Too often I see and hear idiotic comments asserting that the world can never switch to renewables because, take your pick .... it's too hard  .... renewables are too expensive .... we can't do it ... it's too  big a task ....  renewables are too variable .... what would we do in winter when the sun doesn't shine and the wind don't blow?   And so on and so on.

Many of these nay-sayers then declare that that nuclear is the solution, despite the extraordinary delays and cost overruns  of the Hinkley Point nuclear power station in England.  Even after massive subsidies (worth $120 per MWh!), Hinkley Point  will produce electricity at $150 per MWh (15 cents per kWh), which is more expensive than off-shore wind ($112 per MWh), which is the most expensive wind generation source.  And how do we deal with the toxic by-products of nuclear fission, including plutonium?  The nay-sayers just grumble and mumble and shake their heads.

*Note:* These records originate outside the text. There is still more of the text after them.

PR #2899, opened 2022-02-01
EnumerationGraphType rework + optimizations + embedded readme

sungam3r:
изображение

### DIFF
--- a/src/GraphQL.ApiTests/net6/GraphQL.approved.txt
+++ b/src/GraphQL.ApiTests/net6/GraphQL.approved.txt
@@ -1685,30 +1685,50 @@ namespace GraphQL.Types
     }
     public class EnumValueDefinition : GraphQL.Utilities.MetadataProvider, GraphQL.Types.IProvideDeprecationReason, GraphQL.Types.IProvideDescription
     {
-        public EnumValueDefinition() { }
+        public EnumValueDefinition(string name, object? value) { }
         public string? DeprecationReason { get; set; }
         public string? Description { get; set; }
-        public string Name { get; set; }
-        public object? Value { get; set; }
+        public string Name { get; }
+        public object? Value { get; }
     }
-    public class EnumValues : System.Collections.Generic.IEnumerable<GraphQL.Types.EnumValueDefinition>, System.Collections.IEnumerable
+    public class EnumValues : GraphQL.Types.EnumValuesBase
     {
         public EnumValues() { }
-        public int Count { get; }
+        public override int Count { get; }
+        public override void Add(GraphQL.Types.EnumValueDefinition value) { }
+        public override GraphQL.Types.EnumValueDefinition? FindByName(GraphQLParser.ROM name) { }
+        public override GraphQL.Types.EnumValueDefinition? FindByValue(object? value) { }
+        public override System.Collections.Generic.IEnumerator<GraphQL.Types.EnumValueDefinition> GetEnumerator() { }
+    }
+    public abstract class EnumValuesBase : System.Collections.Generic.IEnumerable<GraphQL.Types.EnumValueDefinition>, System.Collections.IEnumerable
+    {
+        protected EnumValuesBase() { }
+        public abstract int Count { get; }
         public GraphQL.Types.EnumValueDefinition? this[string name] { get; }
-        public void Add(GraphQL.Types.EnumValueDefinition value) { }
-        public GraphQL.Types.EnumValueDefinition? FindByName(string name, System.StringComparison comparison = 5) { }
-        public GraphQL.Types.EnumValueDefinition? FindByValue(object? value) { }
-        public System.Collections.Generic.IEnumerator<GraphQL.Types.EnumValueDefinition> GetEnumerator() { }
+        public abstract void Add(GraphQL.Types.EnumValueDefinition value);
+        public abstract GraphQL.Types.EnumValueDefinition? FindByName(GraphQLParser.ROM name);
+        public abstract GraphQL.Types.EnumValueDefinition? FindByValue(object? value);
+        public abstract System.Collections.Generic.IEnumerator<GraphQL.Types.EnumValueDefinition> GetEnumerator();
+    }
+    public class EnumValues<TEnum> : GraphQL.Types.EnumValuesBase
+        where TEnum : System.Enum
+    {
+        public EnumValues() { }
+        public override int Count { get; }
+        public override void Add(GraphQL.Types.EnumValueDefinition value) { }
+        public override GraphQL.Types.EnumValueDefinition? FindByName(GraphQLParser.ROM name) { }
+        public override GraphQL.Types.EnumValueDefinition? FindByValue(object? value) { }
+        public override System.Collections.Generic.IEnumerator<GraphQL.Types.EnumValueDefinition> GetEnumerator() { }
     }
     public class EnumerationGraphType : GraphQL.Types.ScalarGraphType
     {
         public EnumerationGraphType() { }
-        public GraphQL.Types.EnumValues Values { get; }
+        public GraphQL.Types.EnumValuesBase Values { get; }
         public void AddValue(GraphQL.Types.EnumValueDefinition value) { }
         public void AddValue(string name, string? description, object? value, string? deprecationReason = null) { }
         public override bool CanParseLiteral(GraphQLParser.AST.GraphQLValue value) { }
         public override bool CanParseValue(object? value) { }
+        protected virtual GraphQL.Types.EnumValuesBase CreateValues() { }
         public override object? ParseLiteral(GraphQLParser.AST.GraphQLValue value) { }
         public override object? ParseValue(object? value) { }
         public override object? Serialize(object? value) { }
@@ -1719,6 +1739,7 @@ namespace GraphQL.Types
     {
         public EnumerationGraphType() { }
         protected virtual string ChangeEnumCase(string val) { }
+        protected override GraphQL.Types.EnumValuesBase CreateValues() { }
     }
     public class EventStreamFieldType : GraphQL.Types.FieldType
     {
--- a/src/GraphQL.Tests/Types/EnumGraphTypeTests.cs
+++ b/src/GraphQL.Tests/Types/EnumGraphTypeTests.cs
@@ -72,9 +72,9 @@ namespace GraphQL.Tests.Types
         }
 
         [Fact]
-        public void adds_values_from_enum_custom_casing()
+        public void adds_values_from_enum_custom_casing_should_throw()
         {
-            type.ParseValue("rED").ShouldBe(Colors.Red);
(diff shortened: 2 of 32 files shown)


src/GraphQL.Tests/Types/EnumGraphTypeTests.cs
```diff
@@ -72,9 +72,9 @@ public void description_and_obsolete_from_enum()
         }
 
         [Fact]
-        public void adds_values_from_enum_custom_casing()
+        public void adds_values_from_enum_custom_casing_should_throw()
         {
-            type.ParseValue("rED").ShouldBe(Colors.Red);
+            Should.Throw<InvalidOperationException>(() => type.ParseValue("rED")).Message.ShouldBe("Unable to convert 'rED' to the scalar type 'Colors'");
```
sungam3r, line 77: @Shane32 I believe that enums should parse exact values since GraphQL is case-sensitive.

src/GraphQL/Types/Scalars/EnumerationGraphType.cs
```diff
@@ -36,11 +36,9 @@ public EnumerationGraphType()
         /// <param name="deprecationReason">The reason this enumeration member has been deprecated; <see langword="null"/> if this member has not been deprecated.</param>
         public void AddValue(string name, string? description, object? value, string? deprecationReason = null)
```
sungam3r, line 37: @Shane32 I find this method a bit problematic - I would move description as optional argument before deprecationReason.

src/GraphQL/Types/Scalars/EnumerationGraphType.cs
```diff
@@ -97,10 +97,14 @@ public void AddValue(EnumValueDefinition value)
         /// <inheritdoc/>
         public override object? Serialize(object? value)
         {
-            if (value == null) // TODO: why? null as internal value may be mapped to some external enumeration name
```
sungam3r, line 100: TODO fixed here but see comments below. I'm not sure. 
`ScalarGraphType.Serialize` says that
изображение

sungam3r: I think that actually enumeration graph type should always throw if it has no `null` internal value.

sungam3r: All other scalars return `null` 😕

src/GraphQL/Types/Scalars/EnumerationGraphType.cs
```diff
@@ -217,14 +229,12 @@ public class EnumValues : IEnumerable<EnumValueDefinition>
...
-        /// Returns an enumeration definition for the specified value.
-        /// </summary>
-        public EnumValueDefinition? FindByValue(object? value)
+        /// <inheritdoc/>
+        public override EnumValueDefinition? FindByValue(object? value)
         {
             if (value is Enum)
             {
-                value = Convert.ChangeType(value, Enum.GetUnderlyingType(value.GetType())); //TODO: allocation, move work with enums into new generic class
+                value = Convert.ChangeType(value, Enum.GetUnderlyingType(value.GetType())); //ISSUE:allocation
```
sungam3r, line 237: No more allocation for `EnumerationGraphType<TEnum>`

src/GraphQL/Types/Scalars/EnumerationGraphType.cs
```diff
@@ -249,10 +302,19 @@ public class EnumValues : IEnumerable<EnumValueDefinition>
     [DebuggerDisplay("{Name}: {Value}")]
     public class EnumValueDefinition : MetadataProvider, IProvideDescription, IProvideDeprecationReason
     {
+        public EnumValueDefinition(string name, object? value)
+        {
+            Name = name;
```
sungam3r, line 307: All properties are get-only now.

src/GraphQL.Tests/Types/EnumGraphTypeTests.cs
Shane32: I agree

src/GraphQL/Types/Scalars/EnumerationGraphType.cs
Shane32: I agree; just be sure we have applicable migration documentation.

src/GraphQL/Types/Scalars/EnumerationGraphType.cs
Shane32: None of the other built-in scalars have definable internal values.  Only custom scalars might map a null to something else.  An enum in theory could map null to MyEnum.None - but I don't mind if this situation isn't supported.

src/GraphQL.ApiTests/net6/GraphQL.approved.txt
```diff
@@ -1685,30 +1685,50 @@ namespace GraphQL.Types
...
     public class EnumValueDefinition : GraphQL.Utilities.MetadataProvider, GraphQL.Types.IProvideDeprecationReason, GraphQL.Types.IProvideDescription
     {
-        public EnumValueDefinition() { }
+        public EnumValueDefinition(string name, object? value) { }
         public string? DeprecationReason { get; set; }
         public string? Description { get; set; }
-        public string Name { get; set; }
-        public object? Value { get; set; }
+        public string Name { get; }
+        public object? Value { get; }
```
Shane32, line 1692: I would like to have `EnumerationGraphType<T>` scan for `GraphQLAttribute` instances and apply them to `EnumValueDefinition`.  The attribues should be able to set the name and/or value, description, deprecation reason, and metadata on the definition.  As such, the `Name` property should not be read-only, since the `EnumValueDefinition` will be passed to the attribute class to be modified.  The `value` could be read-only, I guess.

We should be able to do this:

```cs
[Name("SortOrderEnum")]
public enum SortOrders
{
    [Description("Last edit date")]
    [Name("LAST_EDIT_DATE")]
    LastModifiedDate = 1,
}
```

src/GraphQL.Tests/Types/EnumGraphTypeTests.cs
```diff
@@ -134,6 +134,17 @@ public void serialize_by_name_throws()
             Should.Throw<InvalidOperationException>(() => type.Serialize("RED"));
         }
 
+        [Fact]
+        public void serialize_should_work_with_null_values()
```
Shane32, line 138: Looks good to me.

src/GraphQL/Types/Scalars/EnumerationGraphType.cs
```diff
@@ -97,10 +97,14 @@ public void AddValue(EnumValueDefinition value)
...
         public override object? Serialize(object? value)
         {
-            if (value == null) // TODO: why? null as internal value may be mapped to some external enumeration name
+            var foundByValue = Values.FindByValue(value);
+
+            // NOTE: for backward compatibility - keep or remove?
+            // See public void allow_null(Type graphType)
+            // g.Serialize(null).ShouldBeNull();
+            if (foundByValue == null && value == null)
                 return null;
```
Shane32, line 106: Pretty sure this is required for any field resolver that returns a nullable enum value.

src/GraphQL/Types/Scalars/EnumerationGraphType.cs
sungam3r: So what to do with `null` in case of enumerations?

src/GraphQL/Types/Scalars/EnumerationGraphType.cs
sungam3r: OK

src/GraphQL/Types/Scalars/EnumerationGraphType.cs
sungam3r: So I return `null` if no match found.

sungam3r: Added. Also I fixed TODO for `ToAST`.

Shane32:
Null support code looks good :+1:

src/GraphQL.Tests/Types/EnumGraphTypeTests.cs
Shane32: This change should be noted in the migration document.  It may be important.

Shane32: I'm wondering if we shouldn't have a documented workaround here.  If someone had a very large GraphQL client written that does not consistently use the correct case, it could be absolutely necessary to have a workaround.

sungam3r: I'll add migration notes but I would not invent workaround for such case. If someone had a very large GraphQL client he can post an issue.

Shane32: Ok. I would be prepared for such an issue.

sungam3r: done

src/GraphQL/Types/Scalars/Enumeration/EnumValues.cs
```diff
@@ -0,0 +1,131 @@
+using System.Collections;
+using GraphQLParser;
+
+namespace GraphQL.Types
+{
+    public abstract class EnumValuesBase : IEnumerable<EnumValueDefinition>
```
Shane32, line 6: There's three classes in this file.  Let's move each to its own file, now that we have a whole folder for enumeration stuff.

src/GraphQL/Types/Scalars/EnumerationGraphType.cs
sungam3r: done

src/GraphQL.ApiTests/net6/GraphQL.approved.txt
sungam3r: OK, `Name` is read/write now, see comment:
>  //TODO: important to set this property only BEFORE EnumValuesBase.AddValue called

src/GraphQL/Types/Scalars/Enumeration/EnumValues.cs
sungam3r: done

Shane32:
I'm doing a review now and just thinking that changing the order of `AddValue` might require a whole lot of rework for someone.  Worse yet, it could compile without changes and unknowingly affect someone who didn't read the whole migration document (or just missed a change).

Is it reasonable to to add a new member (e.g. `Add`) with the new argument order and remove `AddValue`?  We could even retain the old method with the old signature and mark it as obsolete.  We would of course leave it listed in the migration document.

Shane32:
Apart from that comment, I'm good with all the changes here.

sungam3r:
Yes, I know. Already changed method name.

Shane32 (approved):
So no obsolete AddValue method with old signature?

sungam3r:
Yes.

So what really are their arguments against renewables?  The first is cost. The trouble with that line of argument is that costs of renewables are already cheaper than alternative sources of electricity, and those costs continue to decline inexorably.  The city of Palo Alto  is about to sign a contract for electricity from the Mt Wilsona Solar Project at a price of just $36.76 per MWh, which is just 3.7 cents per kWh.  That includes a 30% tax credit, which means the unsubsidised cost is 5.3 cents a kWh.  Don't forget that fossil fuels are subsidised globally every year to the tune of $450 billion  -- and that's without accounting for deaths and ill health from pollution, the cost of global warming, etc (which are estimated at another $500 billion in the US alone!)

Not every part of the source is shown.